Still, we can’t always keep our commitments, often due to unexpected circumstances. But we can still “honour” them by mitigating the impact on others when we can’t meet them. This is crucial to building powerful, ongoing relationships as well as a good reputation.

Yet many organizations fail miserably when it comes to commitment management. 

Many of my clients talk a lot about “project management,” but get lost in the details of techniques and lose sight of the underlying goal: making and managing realistic commitments. When they can’t deliver what they promised, they’re not good at restoring the relationship with the client.

And very often, they address commitment management only with organizational processes and procedures rather than by changing individual attitudes. This hurts the performance of both individuals and the organization.

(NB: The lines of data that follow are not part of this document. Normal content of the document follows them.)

Issue #28475, opened 2022-10-11
Trying to build with PublishAot=true on Mac ARM results in restore failure


agocke:
This occurs even if you explicitly specify `-r osx-x64`.

```
dotnet restore -r osx-x64
  Determining projects to restore...
/Users/angocke/tmp/aot/aot.csproj : error NU1101: Unable to find package runtime.osx-arm64.Microsoft.DotNet.ILCompiler. No packages exist with this id in source(s): nuget.org
  Failed to restore /Users/angocke/tmp/aot/aot.csproj (in 132 ms).
```

agocke:
fyi @LakshanF 

I'll take a look at this -- because it's blocking `dotnet build`, I'd consider this servicing-worthy.

agocke:
This looks like it's fixed.

PR #28495, opened 2022-10-12
Allow building with PublishAot set

agocke:
Fixes https://github.com/dotnet/sdk/issues/28475

The current PublishAot behavior is to attempt to restore the runtime pack for NativeAOT immediately. This doesn't work for osx-arm64, since there's no runtime pack for that RID. This causes even restore to fail, when it should succeed (as should build).

The new behavior is to only attempt to restore the runtime pack when publish is actually being run. An error message is also printed if an unsupported RID is used, although an "escape hatch" property is also provided to skip that error.


LakshanF (approved):
LGTM! ITs good that users can bypass the rid check in the SDK if needed when ILC packages with new rids get added

src/Tasks/Microsoft.NET.Build.Tasks/targets/Microsoft.NET.Sdk.FrameworkReferenceResolution.targets
```diff
@@ -81,6 +81,7 @@ Copyright (c) .NET Foundation. All rights reserved.
 
     <PropertyGroup>
       <_NuGetRestoreSupported Condition="('$(Language)' == 'C++' and '$(_EnablePackageReferencesInVCProjects)' != 'true')">false</_NuGetRestoreSupported>
+      <_AotEnabled Condition="('$(PublishAot)' == 'true') and ('$(_IsPublishing)' == 'true')">true</_AotEnabled>
```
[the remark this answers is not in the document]
nagilson: FYI `_IsPublishing` is only for CLI scenarios ATM, we are discussing if we can get it to work in VS Publishing today. We don't think we can get it to work for `t:/Publish` and plan on evaluating it in a Monday partner sync or in a separate call, I was planning on adding you @agocke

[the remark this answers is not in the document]
agocke: Recommendation on what I should use instead?

src/Tasks/Microsoft.NET.Build.Tasks/targets/Microsoft.NET.Publish.targets
```diff
@@ -82,6 +82,10 @@ Copyright (c) .NET Foundation. All rights reserved.
     </PropertyGroup>
   </Target>
 
+  <PropertyGroup>
+    <_AotSupportedRids>linux-x64;linux-arm64;linux-musl-x64;linux-musl-arm64;windows-x64;windows-arm64</_AotSupportedRids>
```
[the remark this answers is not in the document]
agocke: That list isn't correct -- it includes the macos RIDs. I need the real list here, as I want to provide an error for mac, not just let it go.

src/Tasks/Microsoft.NET.Build.Tasks/targets/Microsoft.NET.Publish.targets
```diff
@@ -111,10 +115,15 @@ Copyright (c) .NET Foundation. All rights reserved.
                             '$(EnableCompressionInSingleFile)' == 'true' And
                             '$(SelfContained)' != 'true'"
                  ResourceName="CompressionInSingleFileRequiresSelfContained" />
+    <NETSdkError Condition="'$(PublishAot)' == 'true' And
+                            '$(_SkipAotSupportedRidCheck)' != 'true' And
+                            $(_AotSupportedRids.Contains('$(RuntimeIdentifier)')) != 'true'"
```
AntonLapounov, line 120: This will allow identifiers like `linux-arm` and arbitrary substrings. You might want to do `Contains(';$(RuntimeIdentifier);')` instead.

src/Tasks/Microsoft.NET.Build.Tasks/targets/Microsoft.NET.Sdk.FrameworkReferenceResolution.targets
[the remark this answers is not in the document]
nagilson: I'm sorry to say I don't have any immediate recommendations, I am curious as to how `PublishTrimmed`, single file, aot, etc currently work. The dilemma we're facing right now is detecting if we are publishing early in evaluation seems to be incompatible with MSBuild as it currently exists, because of custom Publish targets that call publish later on, --no-build publishes, etc. It seems like it should be so simple and something we really want; we have been going back and forth on this for a few months now!

agocke:
Talking with @sbomer offline, maybe the right answer is just to not fail restore at all. We can give a better error message later.

src/Tasks/Microsoft.NET.Build.Tasks/targets/Microsoft.NET.Publish.targets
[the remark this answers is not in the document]
agocke: OK, this logic is getting convoluted, but I think this split is what we want now.

We want the full list in restore, so that restore will try to grab it.

But we want the restricted list here, so that you get a clear error when you're doing something unsupported.

I might be missing something though.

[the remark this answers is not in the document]
agocke: So, the experience I think we want (based on previous changes in this code) is:

1. PublishAot on Mac = error unsupported.
2. PublishAot on Mac w/ explicit bypass = works.

If that's true, the list of acceptable RIDs in (1) does not include osx, but it does in (2). I don't see how those could be the same list.

src/Tasks/Microsoft.NET.Build.Tasks/ProcessFrameworkReferences.cs
```diff
@@ -362,11 +362,9 @@ var runtimeRequiredByDeployment
             
             if (AotEnabled)
             {
-                if (!AddAotOrR2RRuntimePackage(AotPackageType.ILCompiler, _normalizedTargetFrameworkVersion, packagesToDownload))
-                {
-                    Log.LogError(Strings.AotNoValidRuntimePackageError);
-                    return;
-                }
+                // Try to download the package. If it fails, we don't error out, as failing a restore
```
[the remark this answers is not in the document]
agocke: Yup, I'll adjust the comment.

agocke:
Yup, the decision in this PR is that restore will never fail, even if the eventual publish certainly will.

I think this PR now represents a workable solution. Publish will, by default, check that the RID is supported and error if it is not.

If the check is bypassed, publish will attempt to use a downloaded package (which will be downloaded during restore if we've added it to the list of available packages, or if the user adds a new `KnownILCompilerPack`).

src/Tasks/Microsoft.NET.Build.Tasks/targets/Microsoft.NET.Publish.targets
```diff
@@ -111,10 +115,15 @@ Copyright (c) .NET Foundation. All rights reserved.
                             '$(EnableCompressionInSingleFile)' == 'true' And
                             '$(SelfContained)' != 'true'"
                  ResourceName="CompressionInSingleFileRequiresSelfContained" />
+    <NETSdkError Condition="'$(PublishAot)' == 'true' And
+                            '$(_SkipAotSupportedRidCheck)' != 'true' And
```
jkotas, line 119: We have similar property in 
https://github.com/dotnet/runtime/blob/cb6fb60dfc253bc13655fafa15686cb864fd0ea2/src/coreclr/nativeaot/BuildIntegration/Microsoft.NETCore.Native.Publish.targets#L58 . 

Would it make sense to use one property to suppress all these supported checks?

- Rename `_SkipAotSupportedRidCheck` -> `SkipAotSupportedCheck` here
- Rename `DisableUnsupportedError` to `SkipAotSupportedCheck` in dotnet/runtime.

agocke: That makes sense, but I'd like to do that as a separate change, as I intend for this to go into .NET 7 as a servicing fix.

agocke:
@sbomer Anything else here?

src/Tasks/Microsoft.NET.Build.Tasks/targets/Microsoft.NET.Publish.targets
jkotas: If you agree that we should use the same property name in all places, the property should be renamed in this servicing fix.

src/Layout/toolset-tasks/OverrideAndCreateBundledNETCoreAppPackageVersion.cs
```diff
@@ -123,6 +123,12 @@ void CheckAndReplaceAttribute(XAttribute attribute)
                 crossgen2Rids.Value += ";osx-x64";
             }
 
+            // Currently has too many RIDs. We only want to include the RIDs of actual packages we
+            // produce, as if don't try to download a missing package then restore will succeed and
+            // we can give a better error during publish that the given RID is not supported.
+            var ilcompilerRids = itemGroup.Elements(ns + "KnownILCompilerPack").First().Attribute("ILCompilerRuntimeIdentifiers");
+            ilcompilerRids.Value = "linux-x64;linux-musl-x64;linux-arm64;linux-musl-arm64;win-x64;win-arm64;osx-x64";
```
dsplaisted, line 130: Ideally we shouldn't hard-code the supported RuntimeIdentifiers in a C# task.  What's the reason for the mismatch between the values coming from the item and what's actually supported?

src/Tasks/Microsoft.NET.Build.Tasks/targets/Microsoft.NET.Publish.targets
```diff
@@ -82,6 +82,10 @@ Copyright (c) .NET Foundation. All rights reserved.
     </PropertyGroup>
   </Target>
 
+  <PropertyGroup>
+    <_AotSupportedRids>;linux-x64;linux-arm64;linux-musl-x64;linux-musl-arm64;win-x64;win-arm64;</_AotSupportedRids>
```
dsplaisted, line 86: Usually when we add support for new RuntimeIdentifiers that ends up getting authored in the installer repo and flowing into items such as the KnownFrameworkReference or other items in Microsoft.NETCoreSdk.BundledVersions.props.  Should we do that for this?  How would we support it if we add support for new RuntimeIdentifiers for AoT, and the list of supported RIDs depends on the target framework?

src/Tasks/Microsoft.NET.Build.Tasks/targets/Microsoft.NET.Publish.targets
```diff
@@ -111,10 +115,15 @@ Copyright (c) .NET Foundation. All rights reserved.
                             '$(EnableCompressionInSingleFile)' == 'true' And
                             '$(SelfContained)' != 'true'"
                  ResourceName="CompressionInSingleFileRequiresSelfContained" />
+    <NETSdkError Condition="'$(PublishAot)' == 'true' And
+                            '$(_SkipAotSupportedRidCheck)' != 'true' And
+                            $(_AotSupportedRids.Contains(';$(NETCoreSdkRuntimeIdentifier);')) != 'true'"
```
dsplaisted, line 120: Instead of checking whether a string contains the RuntimeIdentifier, shouldn't we be checking to see whether there is a valid `HostILCompilerPack` or `TargetILCompilerPack` instead for this error?

src/Layout/toolset-tasks/OverrideAndCreateBundledNETCoreAppPackageVersion.cs
agocke: The mismatch is that we were trying to avoid blocking people who wanted to use unsupported, but available packages.

But being too broad here actually causes problems because attempting to download a missing package blocks restore/build.

src/Tasks/Microsoft.NET.Build.Tasks/targets/Microsoft.NET.Publish.targets
agocke: Note that the list above (which is the supported list that flows from /installer), is not *quite* the same as the supported rids here, namely that osx-x64 is in the "to download" list but not in the "supported" list.

jkotas: The only thing that matters for unsupported architectures is that there is some way for people who want to give it try. It does not need to be pretty. It is ok if it requires extra boilerplate like explicit reference to the osx package.

Does the new SkipAotSupportedCheck property enable that? If yes, I think it would be fine to get rid of this special-casing for available, but officially unsupported architectures.

src/Layout/toolset-tasks/OverrideAndCreateBundledNETCoreAppPackageVersion.cs
kant2002: We may want to have `browser-wasm` here for NativeAOT-LLVM support.

PR #28515, opened 2022-10-12
Add the Microsoft* package and see if it's small enough to be downloaded.

marcpopMSFT:
We hit a size limit last time but this is slightly smaller so maybe it'll work. we're still seeing a lot of timeouts so it's worth a shot.


marcpopMSFT:
Sigh, still too large: {"Id":"UnzipError","Message":"Archive File too large. Unable to unpack C:\\h\\w\\A1D1094B\\w\\SDKTestPackages.Microsoft.zip.partial in C:\\h\\w\\A1D1094B\\p\\d/.nuget. Execution may be compromised."},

So why is commitment management the foundation of performance? 

First, good commitment management reduces time wasted on correcting mistakes and redoing work that should have been done right in the first place. Misunderstanding requirements or rushing because plans were inadequate always leads to very expensive do-overs.

Second, executives whose organizations practise good commitment management spend less time second-guessing themselves or their organization. 

For example, one of my clients built IT systems for McDonald’s. After I worked with them to develop their commitment management processes, they won industry-wide recognition for their development process. 

When I asked the partner-in-charge how his job had changed along the way, he said:

“Before, when my people created a proposal for new work, I had to grill them on the numbers, the requirements, the plan, et cetera. I couldn’t trust them to make a trustworthy proposal. Now, we have processes that produce a believable plan. I simply ask our quality assurance guy, ‘Did they follow our commitment process?’ If he says yes, I just look at the numbers and make a business decision. I can trust what my people give me now.”

Third, “cleaning up the mess” when an organization misses its commitment provides incentives to make improvements. 

Cleaning up involves mitigating the impact on the client of your failure to deliver as promised. For example: “We know you scheduled testers for March, who will now be idle until May, when they’re scheduled elsewhere. Can we loan you our testers for May?” 

Mitigating the impact lets the client know you’re interested in their outcomes, not just your own. It also motivates you to not repeat the same mistake in the future.

Over time, organizational commitment management increases the capacity to perform by building trust, self-calibration and improvement.